A Transiting Jupiter Analog (1603.00042v1)

Abstract: Decadal-long radial velocity surveys have recently started to discover analogs to the most influential planet of our solar system, Jupiter. Detecting and characterizing these worlds is expected to shape our understanding of our uniqueness in the cosmos. Despite the great successes of recent transit surveys, Jupiter analogs represent a terra incognita, owing to the strong intrinsic bias of this method against long orbital periods. We here report on the first validated transiting Jupiter analog, Kepler-167e (KOI-490.02), discovered using Kepler archival photometry orbiting the K4-dwarf KIC-3239945. With a radius of $(0.91\pm0.02)$ $R_{\mathrm{Jup}}$, a low orbital eccentricity ($0.06_{-0.04}^{+0.10}$) and an equilibrium temperature of $(131\pm3)$ K, Kepler-167e bears many of the basic haLLMarks of Jupiter. Kepler-167e is accompanied by three Super-Earths on compact orbits, which we also validate, leaving a large cavity of transiting worlds around the habitable-zone. With two transits and continuous photometric coverage, we are able to uniquely and precisely measure the orbital period of this post snow-line planet ($1071.2323\pm0.0006$ d), paving the way for follow-up of this $K=11.8$ mag target.

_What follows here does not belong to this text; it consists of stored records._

PR #1117, opened 2025-04-23
feat: `Document` QoL functions for tokens & words

hippietrail:
# Issues 
N/A

# Description

- `get_token_offset()` allows you to look in either direction from a document index iterator. Since `get_token()` takes a `usize` you had to first check if you were going to look before index 0, whereas looking past the end would just return None.
  - With `get_token_offset()` you'll get a Token or None in either direction.
  - Having a base and an offset lets you incrementally step further bit by bit in either direction from an index to get more context for disambiguation heuristics.
- `get_next_word_from_offset()` takes this a bit further since often such heuristics require sequences of words separated by whitespace. Now you can pass the offset from your iteration index to the whitespace and this will check both that whitespace then continue to the next word, returning `None` if either the whitespace or the word wasn't found.
  - Works in either direction based on the sign of the offset. So you can use a loop or nested logic looking at the next or previous word as needed for disambiguation.

# How Has This Been Tested?

I added a bunch of unit tests to cover most use cases:
- Positive offset
- Negative offset
- Returning a token
- Returning None when out of range
- Returning None when expected whitespace token not found or expected word token not found.

# Checklist

### DIFF
--- a/harper-core/src/document.rs
+++ b/harper-core/src/document.rs
@@ -249,6 +249,14 @@ impl Document {
         self.tokens.get(index)
     }
 
+    /// Get a token at a signed offset from a base index, or None if out of bounds.
+    pub fn get_token_offset(&self, base: usize, offset: isize) -> Option<&Token> {
+        match base.checked_add_signed(offset) {
+            None => None,
+            Some(idx) => self.get_token(idx),
+        }
+    }
+
     /// Get an iterator over all the tokens contained in the document.
     pub fn tokens(&self) -> impl Iterator<Item = &Token> + '_ {
         self.tokens.iter()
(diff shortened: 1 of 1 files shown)


harper-core/src/document.rs
```diff
@@ -259,6 +267,27 @@ impl Document {
         self.tokens().map(|token| token.to_fat(&self.source))
     }
 
+    /// Get the next or previous word token relative to a base index, iff separated by whitespace.
+    /// Returns None if the next/previous token is not a word or does not exist.
+    pub fn get_next_word_from_offset(&self, base: usize, offset: isize) -> Option<&Token> {
+        // Look for whitespace at the expected offset
+        if !self.get_token_offset(base, offset)?.kind.is_whitespace() {
+            eprintln!(
```
elijah-potter, line 275: Take a second look at this function. We don't want any kind of stdio in `Document` methods. It also looks like you misspelled `iff`.

elijah-potter (approved):

harper-core/src/document.rs
```diff
@@ -267,7 +267,7 @@ impl Document {
         self.tokens().map(|token| token.to_fat(&self.source))
     }
 
-    /// Get the next or previous word token relative to a base index, iff separated by whitespace.
+    /// Get the next or previous word token relative to a base index, if separated by whitespace.
```
hippietrail, line 270: [Not a typo by the way (-:](https://en.wikipedia.org/wiki/If_and_only_if)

• The paper validates Kepler-167e as a transiting Jupiter analog using archival Kepler photometry to measure its 1071-day orbit and low eccentricity.
• The study employs multibody asterodensity profiling and Bayesian model selection to robustly confirm the planet's characteristics and rule out false positives.
• The findings reveal a unique system architecture with inner Super-Earths coexisting with an external gas giant, highlighting potential for atmospheric characterization in the infrared.

Analysis of "A Transiting Jupiter Analog"

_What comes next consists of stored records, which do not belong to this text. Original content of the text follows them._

PR #1119, opened 2025-04-23
Add snapshot tests for token metadata (aka part-of-speech tags)

RunDevelopment:
# Description
This PR adds a new test to `harper-core` that creates snapshots for the token metadata of documents. I also exported the `Degree` enum (for adjective degrees), so that tests and users can actually do use the adjective degree in `WordMetadata`.

In my opinion, one of the best way to test large complex system is to just throw a bunch of data at them and see the result. While not exhaustive or scientific, this approach does tend to catch a lot of bugs if the dataset is large enough.

So to do this kind of testing, I added a new test which just parses a few documents and saves a snapshot of the parsed document's tokens + metadata. Metadata is encoded using a custom terse tag format inspired by the Penn Treebank tagset. The meaning of all tags is documented in the docs of the test, but to give a short summary:

- `N` = noun
- `I` = pronoun
- `V` = verb
- `J` = adjective
- `R` = adverb
- `C` = conjunction
- `D` = determiner
- `P` = preposition
- `.` = punctuation
- `#` = numbers
- Tags can have addition info appended to them. E.g. `NPrSg` mean noun, proper, singular.
- Words can have multiple tags. E.g. `N/V` means that a word is a noun and/or a verb.

I added 5 text documents:
- Alice's Adventures in Wonderland and The Great Gatsby.
- The US Constitution.
- Wikipedia articles about computer science and part-of-speech tagging.

All of these works are either public domain or permissively licensed.

Related to #1099.

# Demo

```md
> In          my younger and more        vulnerable years my father  gave me        some  advice that    I’ve
# NPrSg/V/J/P D  J       V/C NPrSg/I/V/J J          NPl   D  NPrSg/V V    NPrSg/ISg I/J/R NSg/V  N/I/C/D W?
> been  turning over      in          my mind  ever since .
# NSg/V NSg/V   NSg/V/J/P NPrSg/V/J/P D  NSg/V J    C/P   .
```

# How Has This Been Tested?
This *is* a test.

# Checklist

- [x] I have added tests to cover my changes (technically)

# Bugs this uncovered

1. `Document::articles_imply_nouns` doesn't work. This method is supposed to fix word metadata, but word metadata is only added AFTER `articles_imply_nouns` is called. So it can't do anything, since there isn't any metadata yet.

    This is a simple fix, but I'd recommend not fixing it yet. `articles_imply_nouns` in is current for has **many** false positives.

2. The tokenizer or the part that handles contractions can't deal with "’" (U+2019). E.g. "I’m", "I’ve", "She’s" aren't recognized as contractions.

3. A lot of words are assigned *empty* metadata (so roughly `Some(WordMetadata::default())`). E.g. "applied", "inclined", "also", "accused", "suggested", "there", "heightened", "attracted", "only".

   Use the regex `^#.*W\?` and you'll find thousands of them.

# Weird things and rough edges

4. Why is "an" a conjunction? "The", "A", and "An" are all prepositions and determiners, but "an" is also a conjunction. Why?
5. Why are conjunctions so many things are once? "And" is tagged as both verb and conjunction. "Or" is tagged as a proper singular noun, a preposition, and a conjunction. "But" is tagged as a proper singular noun, a verb, a preposition, and a conjunction. How can "and" be a verb?
6. Why are number words tagged as nouns? "One", "two", "three", etc. are tagged as nouns. They don't seem very nouny to me.
7. Adjective tags should probably be revised. E.g. "inevitable" is tagged as both a noun and an adjective. "Inevitable" is obviously an adjective, so my guess is that sentences like "You cannot stop the inevitable" caused problems. This should probably be fixed using a rule that turns adjectives into nouns depending on context.
8. A lot of states in `WordMetadata` seem to be unused. E.g. `NounData::is_proper: Option<bool>`, but I have not seen any nouns with `is_proper == Some(false)`. They all use `None` instead. Same for `is_possessive`.


hippietrail:
> # Weird things and rough edges
> 4. Why is "an" a conjunction? "The", "A", and "An" are all prepositions and determiners, but "an" is also a conjunction. Why?

I look all these up one by one as I run into them. I first check Wiktionary if need to I do a google of with `site:` for all of: Cambridge, Collins, Longman, OED, Oxford, and Webster which are the main professional dictionaries online. Often these oddities are obsolete, archaic, or dialectal. Sometimes they are total mistakes. Some are actually right in special circumstances. They surely came from importing from an over-inclusive source.

When I remove weird annotation flags for some of these reasons I put a comment in the dictionary in case somebody put it there or wants to add it back.

- "an" being a conjunction is archaic: https://en.wiktionary.org/wiki/an#Conjunction
- "an" is a preposition in "twenty miles an hour: etc.: https://en.wiktionary.org/wiki/an#Preposition
- "the" is a preposition like "an" but looks archaic to me: valued at half a pound the bushel; paying seven dollars the year interest https://en.wiktionary.org/wiki/the#Preposition

So `an.conj` and `the.prep` can definitely go but `an.prep` needs some thought.

> 5. Why are conjunctions so many things are once? "And" is tagged as both verb and conjunction. "Or" is tagged as a proper singular noun, a preposition, and a conjunction. "But" is tagged as a proper singular noun, a verb, a preposition, and a conjunction. How can "and" be a verb?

The paper "A Transiting Jupiter Analog" presented by Kipping et al. offers an insightful paper of the validated transiting Jupiter analog, Kepler-167e, demonstrating significant advancements in the detection and characterization of long-period exoplanets using transit photometry. This paper utilizes archival photometry data from the Kepler mission to identify and validate the planetary nature of Kepler-167e, a compelling Jupiter analog orbiting the K4-dwarf, KIC-3239945.

Summary and Scientific Contributions

This research highlights the discovery of Kepler-167e, which possesses a radius of $0.91 \pm 0.02$, low orbital eccentricity ($0.06_{-0.04}^{+0.10}$), and a remarkably low equilibrium temperature ($131 \pm 3$ K), reflecting essential similarities to Jupiter. These parameters are consistent with a planet that resides beyond the snow line, a characteristic region in planetary systems where volatile compounds condensate into solid ice grains, fostering the formation of gas giants like Jupiter. The planet orbits the host star with an extended orbital period of $1071.2323 \pm 0.0006$ days, making it distinctive among transiting exoplanets due to such a large orbit.

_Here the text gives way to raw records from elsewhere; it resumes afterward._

PR #1120, opened 2025-04-23
No invalid `private = true` fields in `Cargo.toml`

RunDevelopment:
# Description
When running `cargo test`, I got warnings about these invalid fields in `Cargo.toml`. So I removed them.

If they are used somewhere, please tell me, and I'll add a comment to these files explaining why they contain invalid fields instead.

Kepler-167e is part of a system inclusive of three other Super-Earths, which are notable for their compact orbits. The coexistence of these inner planets with an external Jupiter analog provides a unique perspective on system architecture, resembling a configuration of compact inner planetary bodies and a full-scale gas giant occupying external orbits—potentially analogous to a hybrid arrangement of the solar system's terrestrial planets and Jupiter.

Methodological Insights

The paper utilizes multibody asterodensity profiling (MAP), allowing for the determination of eccentricities purely from transit light curves, a significant methodological innovation. This approach considers the mean stellar density derived from transit analyses of multiple planets orbiting the same star, sidestepping the reliance on stellar models alone. The team implements Bayesian model selection to reinforce the validation process, offering robust probabilistic considerations of the planetary scenario versus alternative explanations like brown dwarfs or background binaries.

Implications and Future Prospects

The successful identification of Kepler-167e underscores the potential of transit photometry to explore long-period exoplanets, which are inherently challenging to detect due to low transit probabilities and lengthy orbital intervals. The existence of such planets opens a pathway to interrogating the prevalence of Jupiter-like bodies beyond the classical detection methods like radial velocities.

Practically, Kepler-167e offers opportunities for atmospheric characterization, albeit challenging due to the star's faintness in optical wavelengths. However, its deeper infrared brightness could render the planet accessible to near- and mid-infrared observational campaigns, potentially illuminating atmospheric compositions analogous to Jupiter.

Looking forward, these findings suggest that compact planetary systems identified by transit surveys might hide additional long-period giants akin to Kepler-167e, warranting further investigations through advanced transit surveys and precise radial velocity follow-ups.

Ultimately, this research presents a significant stride in confirming transiting Jupiter analogs, enhancing our understanding of planetary formation and system evolution, and opening new avenues for comprehensive atmospheric studies as telescope technologies evolve.